Further measures will be added in the future.

## Visualisation

Beside the calculation of summarising network metrics, the visualisation of a graph can also be a very informative step in network analysis. Since visualisations in R usually involve the `ggplot2`

package, I focus on the `ggraph`

package, which is based on the `ggplot2`

architecture. However, the `plot`

function can be used to get a quick impression of a network:

`plot(graph_df)`

When using `ggplot2`

the main challenge in the visualisation of networks is to find suitable x- and y-coordinates for the nodes of a graph. Fortunately, there are some packages out there, which were developed for this purpose. For example, `ggraph`

and `ggnetwork`

take an `igraph`

object and produce tables with suitable coordianates. These coordinates are usually obtained by using special algorithms such as the ones proposed by Fruchterman and Reingold (1991) or Kamada and Kawai (1989).
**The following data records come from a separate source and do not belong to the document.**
PR #3286, opened 2026-04-18
feat(agent,websocket,channels): WebSocket session lifecycle, tooling, and delta streaming

JackLuguibin:
- WebSocket tooling, session lifecycle, reasoning, chat_id
- deltaChunkChars config and chunked delta frame handling
- Default delta_chunk_chars 5
- Enhanced delta coalescing and buffer management

### DIFF
--- a/docs/WEBSOCKET.md
+++ b/docs/WEBSOCKET.md
@@ -8,6 +8,7 @@ Nanobot can act as a WebSocket server, allowing external clients (web apps, CLIs
 - Streaming support — receive agent responses token by token
 - Token-based authentication (static tokens and short-lived issued tokens)
 - Multi-chat multiplexing — one connection can run many concurrent `chat_id`s
+- Session resume — clients can pass `chat_id` (UUID) on connect to resume a persisted conversation; a second connection with the same id replaces the first
 - TLS/SSL support (WSS) with enforced TLSv1.2 minimum
 - Client allow-list via `allowFrom`
 - Auto-cleanup of dead connections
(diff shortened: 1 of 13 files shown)


JackLuguibin:
@Re-bin

Re-bin (changes requested):
Thanks for the work here — there are real useful pieces in this PR (stream_id-scoped coalescing, tool_event frames, chat lifecycle events). But in its current shape I don't think this should be merged, for a few reasons.

**Scope**: This bundles six distinct changes (resume_chat_id, tool_event frames, chat_start/end lifecycle, reasoning_content fan-out, delta chunking, stream_id coalesce key). A couple of them touch only WebSocket; two (`send_tool_events`, `send_reasoning_content`) are cross-channel and land as global `ChannelsConfig` flags. Please split this into focused PRs so each piece can be reviewed and reverted independently — I'd suggest at least (a) coalesce key + stream_id fix (smallest, cleanest), (b) WebSocket resume_chat_id + chat_start/end + tool_event (all WebSocket-local), (c) delta chunking, (d) reasoning_content fan-out (this one needs its own design discussion).

**`send_reasoning_content` default = True is a cross-channel behavior change**: when a turn has `_streamed=True` and any `reasoning_content`, `ChannelManager._send_once` now sends an **extra** `OutboundMessage(content="", metadata={_reasoning_only: True, ...})` through `channel.send()`. Only WebSocket interprets `_reasoning_only`. Telegram / Discord / Feishu / Matrix currently happen to guard empty content and turn this into a near-no-op, but they still run the "not progress" side effects (stop typing indicator, clear reactions), so every reasoning-model turn (`o1`, `deepseek-r1`, `qwq`, `gpt-5`, `claude thinking`) produces an extra round trip with side effects on channels that don't understand the frame. Please either default to `False`, or switch to a capability-based path (only fan out to channels that explicitly opt in) rather than globally gating on `_streamed and rc`.

**`delta_chunk_chars = 5` default looks wrong**: at ~120B JSON envelope per frame and 5-char payload, a normal LLM stream (~1.5–2.5k chars/s) becomes 300–500 frames/s with a 24:1 envelope/payload ratio. If the intent is visual typewriter feel, that belongs in the client; if it's rate limiting, the unit should be ms or bytes. Either default to `0` (pass-through), or document and benchmark the 5.

**`_SESSION_TURN_LIFECYCLE_CHANNELS = frozenset({"websocket"})` hardcoded in `agent/loop.py`**: the agent loop shouldn't know channel names by literal. Please hang this off a channel capability flag (`supports_turn_lifecycle` or similar) so future channels don't need a loop patch to opt in.

**Main has already rewritten this area**: since the fork point of this branch, main landed `feat(websocket): multiplex multiple chat_ids over a single connection` and `feat(webui): initial webui with websocket chat flow`. They collide with your `_delta_buffers`, `send()`, and handshake changes, not just textually — the connection ↔ chat_id relationship has changed. The PR needs a real rebase (not just conflict resolution) on top of that new model, particularly for `_delta_buffer_key` / `_clear_delta_buffers_for_chat`, and for how resume interacts with multi-chat connections.

**Smaller items** that are easy to fix in whichever PR ends up owning each piece:
- `_truncate_for_tool_payload` caps at 64K regardless of `max_tool_result_chars`; agents see one length, webui sees another. Either unify or document.
- New `ChannelsConfig` / `WebSocketConfig` fields aren't in `config.yaml.example`.
- The PR description (4 bullet points) doesn't mention the default `send_reasoning_content=True` nor justify `delta_chunk_chars=5`; please rewrite once the scope is split.

I won't block individual pieces once they come back as focused PRs on top of current main. The ideas here are mostly fine — the packaging is what needs work.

The latter is applied in the code below.

`ggraph`

diagrams follow the `ggplot2`

logic, where the function `ggplot`

is replaced by `ggraph`

to set up the graph. The function is then followed by the layers the user wants to add. In this example we add a layer of edges with `geom_edge_link`

and on top of this a layer of nodes, which are represented by points, using `geom_node_point`

.

```
# Load packages
library(ggraph)
library(ggplot2)
ggraph(graph_df, layout = "kk") + # Generate graph
geom_edge_link(colour = "darkgrey") + # Add a layer of edges
geom_node_point(size = 3) + # Add a layer of nodes
theme_graph() # Get rid of gray background colour, grid and axes
```

Further introductions to `ggraph`

can be found on https://www.data-imaginist.com/tags/ggraph and in the package’s vignettes, of course.

## References

Bonabeau, E. (1972). Factoring and weighting approaches to status scores and clique identification. *Journal of Mathematical Sociology 2*, 113-120.

Csardi G., & Nepusz, T. (2006). The igraph software package for complex network research, *InterJournal* Complex Systems, 1695.

Fruchterman, T. M. J., & Reingold, E. M. (1991). Graph Drawing by Force-directed Placement. *Software - Practice and Experience, 21*(11), 1129-1164.

Jackson, M. O. (2008). *Social and economic networks*. Princeton: University Press.

Kamada, T., & Kawai, S. (1989). An algorithm for drawing general undirected graphs. *Information Processing Letters 31*(1), 7-15.